You cannot have a scan and order value of 0 when you try to use sorting on the composite key side. Unfortunately, there is currently no solution for your problem that is not related to the fact that you are using the 2d index or otherwise.
When you execute the explanation command at your request, the value of "scanAndOrder" indicates the weather, it was necessary to have a sort phase after collecting the result or not. If this is true, sorting after the request was necessary, if this false sorting is not needed.
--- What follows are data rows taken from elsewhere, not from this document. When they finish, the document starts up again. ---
PR #3080, opened 2016-12-02
Pack register API should fail on pack register failure

Kami:
This PR updates pack register API so it fails on failure in case a pack registration fails (error is returned to the client).

Before that, it didn't fail so it was hard to debug pack installation issue (`st2 pack install` would succeed even though if pack registration failed). This way it's also consistent with `st2ctl reload` / register content which fails on failure by default.

If for some reason user wants not to fail on failure, they can pass "fail_on_failure" option in the request body set to False.

While working on that I noticed there is another issue - we didn't actually fail on failure before if registration of pack itself failed, we only failed if pack resource registration failed.

## TODO

- [x] Tests (pack registration fail, pack registration fail)
- [x] Make sure all the "failed to register" exception messages include name of the resource and / or pack which caused the failure


Kami:
Note: We decided to include this in the next patch release (v2.0.1).

enykeev:
I'd say that fail_on_failure should be a client side feature. The way it is implemented in this PR gives user zero insight into what kind of content had been registered before the failure occured and essentially leaves st2 in a broken state. It was working for st2ctl because we had an intermediate results flushed to stdout. With st2api, we don't have this luxury. 

Instead, API endpoint should attempt to register everything this instance has, gather all the errors happened and return them for client to decide on what to do with it.

The only use for server side `fail_on_failure` is for the case when it takes too long to register all the content every time, but I'd say we need to treat it as a dangerous feature one should be fully aware of consequences of using it. Also, the output format should be shared with the one proposed earlier (result + list of errors rather than a single faultstring).

Also, let me remind you that we still have fully functionsl implementation of fail_on_failure in st2ctl and that we intend on stop exposing registration process to the user during stage two and we'd better start thinking from the perspective "how it should work in the future" rather than "how it worked previously".

Kami:
@enykeev Yes, it leaves stuff in a "semi consistent state", but this will always be the case no matter what approach we go with unless we implement some kind of transactions for registration (register all or nothing if a failure occurs).

This would be ideal, but imo that's overkill and users should be encouraged to run those checks themselves on their CI / CD servers to catch such issues before pushing things to production (that's what we do on Travis with our and community contributed packs).

Having said that, I think that failing early is good enough. I do agree though that there is a small difference between st2ctl and register API - st2ctl prints some logs so use has more context (if required), but this only happens when running it with `-v` flag which is not a default behavior.

To make it easier to troubleshoot when registering multiple packs using the API we could add `debug=True` or similar parameter which would cause it to collect and returns the logs and similar.

And it's also worth nothing that all of that only applies when registering multiple packs at once. On `packs.install`, we only register a single pack so this is not an issue. As @dzimine said, I would personally also be fine with this API just supporting registration of a single pack at once then this problem goes away completely.

> Also, let me remind you that we still have fully functional implementation of fail_on_failure in st2ctl and that we intend on stop exposing registration process to the user during stage two and we'd better start thinking from the perspective "how it should work in the future" rather than "how it worked previously".

One of the problems with that is that pack install command already uses register API which currently doesn't correctly report errors back to the users which makes a bad UX and also makes it hard to troubleshoot what is going on.

enykeev:
> but this only happens when running it with -v flag which is not a default behavior.

I'm talking about the stage registration fails on. With the approach you proposed I can't tell what types of content has been registered and where in the process the fail had happened (eg have all the actions been registered). And after registration is over, there is no way to figure what was registered and what wasn't either...

> To make it easier to troubleshoot when registering multiple packs using the API we could add debug=True or similar parameter which would cause it to collect and returns the logs and similar.

No point of hiding it behind the flag, you want to get this info 100% of times. It's never ok if your registration failed. You want to get it fixed asap, not running it again with some magic flag.

We're going to spend more time arguing than actually making the change. Again. And you know it's better UX to give user all the information upfront rather than making him rerun registration until he fixes all the errors one by one.

Kami:
Will also cherry-pick into v2.1.1 branch.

To check the situation, I created a collection named t2 in the db sample as follows:
db.createCollection('t2') db.t2.ensureIndex({a:1}) db.t2.ensureIndex({b:1}) db.t2.ensureIndex({a:1,b:1}) db.t2.ensureIndex({b:1,a:1}) for(var i=0;i++<200;){db.t2.insert({a:i,b:i+2})}
While you can use only 1 index to support the query, I performed the following test with the results included:
mongos> db.t2.find({a:{$gt:50}}).sort({b:1}).hint("b_1").explain() { "cursor" : "BtreeCursor b_1", "isMultiKey" : false, "n" : 150, "nscannedObjects" : 200, "nscanned" : 200, "nscannedObjectsAllPlans" : 200, "nscannedAllPlans" : 200, "scanAndOrder" : false, "indexOnly" : false, "nYields" : 0, "nChunkSkips" : 0, "millis" : 0, "indexBounds" : { "b" : [ [ { "$minElement" : 1 }, { "$maxElement" : 1 } ] ] }, "server" : "localhost:27418", "millis" : 0 } mongos> db.t2.find({a:{$gt:50}}).sort({b:1}).hint("a_1_b_1").explain() { "cursor" : "BtreeCursor a_1_b_1", "isMultiKey" : false, "n" : 150, "nscannedObjects" : 150, "nscanned" : 150, "nscannedObjectsAllPlans" : 150, "nscannedAllPlans" : 150, "scanAndOrder" : true, "indexOnly" : false, "nYields" : 0, "nChunkSkips" : 0, "millis" : 1, "indexBounds" : { "a" : [ [ 50, 1.7976931348623157e+308 ] ], "b" : [ [ { "$minElement" : 1 }, { "$maxElement" : 1 } ] ] }, "server" : "localhost:27418", "millis" : 1 } mongos> db.t2.find({a:{$gt:50}}).sort({b:1}).hint("a_1").explain() { "cursor" : "BtreeCursor a_1", "isMultiKey" : false, "n" : 150, "nscannedObjects" : 150, "nscanned" : 150, "nscannedObjectsAllPlans" : 150, "nscannedAllPlans" : 150, "scanAndOrder" : true, "indexOnly" : false, "nYields" : 0, "nChunkSkips" : 0, "millis" : 1, "indexBounds" : { "a" : [ [ 50, 1.7976931348623157e+308 ] ] }, "server" : "localhost:27418", "millis" : 1 } mongos> db.t2.find({a:{$gt:50}}).sort({b:1}).hint("b_1_a_1").explain() { "cursor" : "BtreeCursor b_1_a_1", "isMultiKey" : false, "n" : 150, "nscannedObjects" : 150, "nscanned" : 198, "nscannedObjectsAllPlans" : 150, "nscannedAllPlans" : 198, "scanAndOrder" : false, "indexOnly" : false, "nYields" : 0, "nChunkSkips" : 0, "millis" : 0, "indexBounds" : { "b" : [ [ { "$minElement" : 1 }, { "$maxElement" : 1 } ] ], "a" : [ [ 50, 1.7976931348623157e+308 ] ] }, "server" : "localhost:27418", "millis" : 0 }
Indexes in individual fields do not help much, therefore a_1 (not sorting support) and b_1 (not supported by queryin) are missing. The index on a_1_b_1 will also not be lucky, as long as it works worse than one a_1, the mongoDB engine will not use the situation when the part associated with the value “a” saved in this way. What is worth a try is the composite index b_1_a_1, which in your case is relevant_1_loc_1, while it will return the results in an ordered manner, so scanAndOrder will be false, and I have not tested it for index 2d, but I assume that it excludes scanning Some documents are based only on the index value (therefore, in the test in this case nscanned is higher than nscannedObjects). The index, unfortunately, will be huge, but still smaller than the documents.